Records to process ▸
PR #5494, opened 2024-04-30
Builder.cdiSetupDevicesInSpecdefConfig(): use configured CDI dirs

nalind:
#### What type of PR is this?

/kind other

Use the directories configured in containers.conf, now that containers/common can tell us what they are, and now that it provides a place to configure defaults for container tools, always override the library's default set, even if it's empty, which means we do nothing.

Switch to the default CDI registry instead of the recenty-deprecated non-global one.

#### How to verify it

Nominally updated integration test!

None

See also https://github.com/containers/common/pull/1834.

```release-note
None
```


run_linux.go
```diff
@@ -70,32 +70,25 @@ func setChildProcess() error {
...
-	// configDirs = append(configDirs, defConfig.Engine.CdiSpecDirs.Get()...)
-	if len(configDirs) > 0 {
-		if err := registry.Configure(cdi.WithSpecDirs(configDirs...)); err != nil {
-			return nil, fmt.Errorf("CDI registry ignored configured directories %v: %w", configDirs, err)
-		}
+	defConfig, err := config.Default()
+	if err != nil {
+		return nil, fmt.Errorf("failed to get container config: %w", err)
+	}
+	configDirs = append(configDirs, defConfig.Engine.CdiSpecDirs.Get()...)
```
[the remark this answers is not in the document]
nalind: You mean [Cache.refresh](https://github.com/cncf-tags/container-device-interface/blob/main/pkg/cdi/cache.go#L158)?  I hadn't dug into it, but if I'm reading that right, the conflict resolution favors an entry with a lower priority value.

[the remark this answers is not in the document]
nalind: Ugh, I think you're right, actually.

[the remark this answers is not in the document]
nalind: Okay, setting the order to (CDI library defaults), (our configuration file), (values specified as part of the API call).

Luap99 (approved):
LGTM

run_linux.go
```diff
@@ -70,32 +70,29 @@ func setChildProcess() error {
...
 	if err != nil {
-		return nil, fmt.Errorf("creating CDI registry: %w", err)
+		return nil, fmt.Errorf("failed to get container config: %w", err)
 	}
-	var configDirs []string
+	// The CDI cache prioritizes entries from directories that are later in
+	// the list of ones it scans, so start with the library default, add
+	// our general config, then values passed to us through APIs, in that
+	// order.
+	configDirs = append(slices.Clone(defConfig.Engine.CdiSpecDirs.Get()), configDirs...)
```
Luap99, line 82: actually the append here doesn't do anything as configDirs is always empty here. I think this could be simple assignment. `configDirs = slices.Clone(defConfig.Engine.CdiSpecDirs.Get())`

nalind: Right, and we're not using the library default, either, so I need to correct that comment.

nalind:
Tweaked so that when _no_ configuration directories are listed in configuration or passed in via API, `cdiSetupDevicesInSpec()` will skip asking the CDI package about devices, because it shouldn't be expected to know about any devices.

run_linux.go
```diff
@@ -70,32 +70,34 @@ func setChildProcess() error {
...
-	// configDirs = append(configDirs, defConfig.Engine.CdiSpecDirs.Get()...)
-	if len(configDirs) > 0 {
-		if err := registry.Configure(cdi.WithSpecDirs(configDirs...)); err != nil {
-			return nil, fmt.Errorf("CDI registry ignored configured directories %v: %w", configDirs, err)
-		}
+	if len(configDirs) == 0 {
+		// No directories to scan for CDI configuration means that CDI
+		// won't have any details for setting up any devices, so we
+		// don't need to be doing anything here.
+		return deviceSpecs, nil
```
Luap99, line 92: I am not so sure we should silently ignore the case, if a user gives a cdi syntax device this likely just fails later with a more cryptic error I guess so maybe hanging fails here would be nicer.

Luap99 (commented):
I am reading the podman code and the cdi code and I don't see how this would even work here when you specifiy both a normal device path and a cdi device.
InjectDevices() will either add the cdi devices or return an error with the leftover devices BUT without actually having the cdi devices added to the spec! So you end up with just leftover devices which is wrong.

Podman seems to work around that by checking for valid cdi syntax first `parser.IsQualifiedName(device)`

run_linux.go
TomSweeneyRedHat: I'm on the fence on this.  Maybe a debug log?

TomSweeneyRedHat:
@nalind, you're hitting the merge conflict lottery tonight.  Other than the one outstanding question, LGTM

run_linux.go
nalind: Oh, it breaks if we mix qualified and unqualified names.  Will update the test to exercise that.

run_linux.go
```diff
@@ -70,39 +71,49 @@ func setChildProcess() error {
...
+		return nil, fmt.Errorf("CDI default registry ignored configured directories %v: %w", configDirs, err)
+	}
+	var qualifiedDeviceSpecs, unqualifiedDeviceSpecs []string
+	for _, deviceSpec := range deviceSpecs {
+		if parser.IsQualifiedName(deviceSpec) {
+			qualifiedDeviceSpecs = append(qualifiedDeviceSpecs, deviceSpec)
+		} else {
+			unqualifiedDeviceSpecs = append(unqualifiedDeviceSpecs, deviceSpec)
 		}
 	}
```
Luap99, line 105: I think if you do the early exit for no cdi dirs we should also do the early exit for no cdi devices, i.e. move this code up and check for `len(qualifiedDeviceSpecs) == 0` so we do not have to read all the cdi dirs in these cases

run_linux.go
```diff
@@ -70,39 +71,49 @@ func setChildProcess() error {
...
 		if err != nil {
-			logrus.Debugf("CDI device injection: %v, unresolved list %v", err, leftoverDevices)
+			return nil, fmt.Errorf("CDI device injection (leftover devices: %v): %w", leftoverDevices, err)
 		}
 	}
 	removed := slices.DeleteFunc(slices.Clone(deviceSpecs), func(t string) bool { return slices.Contains(leftoverDevices, t) })
-	logrus.Debugf("CDI taking care of devices %v, leaving devices %v", removed, leftoverDevices)
-	return leftoverDevices, nil
+	logrus.Debugf("CDI taking care of devices %v, leaving devices %v, skipped %v", removed, leftoverDevices, unqualifiedDeviceSpecs)
+	return append(leftoverDevices, unqualifiedDeviceSpecs...), nil
```
Luap99, line 116: the whole leftover case can never happen though, either iInjectDevices() returns leftoverDevices and an error or no error and no leftoverDevices so the whole dance here with leftoverDevices reads like a unnecessary complication that can never happen unless the InjectDevices() logic changes

run_linux.go
nalind: Makes sense.  Changing it.

run_linux.go
nalind: Maybe I've been burned by dependencies changing behavior under us too often, but I'm inclined to leave it there as long as the function signature gives it the option of handing us back a non-empty slice with a `nil` error value.

Luap99: I can live with that

Luap99 (commented):
LGTM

Exercise details ▸ Every line in the listing above that mentions "this" should be returned.

Solved exercise ▸
#### What type of PR is this?
[the remark this answers is not in the document]
[the remark this answers is not in the document]
[the remark this answers is not in the document]
Luap99, line 82: actually the append here doesn't do anything as configDirs is always empty here. I think this could be simple assignment. `configDirs = slices.Clone(defConfig.Engine.CdiSpecDirs.Get())`
Luap99, line 92: I am not so sure we should silently ignore the case, if a user gives a cdi syntax device this likely just fails later with a more cryptic error I guess so maybe hanging fails here would be nicer.
I am reading the podman code and the cdi code and I don't see how this would even work here when you specifiy both a normal device path and a cdi device.
TomSweeneyRedHat: I'm on the fence on this.  Maybe a debug log?
Luap99, line 105: I think if you do the early exit for no cdi dirs we should also do the early exit for no cdi devices, i.e. move this code up and check for `len(qualifiedDeviceSpecs) == 0` so we do not have to read all the cdi dirs in these cases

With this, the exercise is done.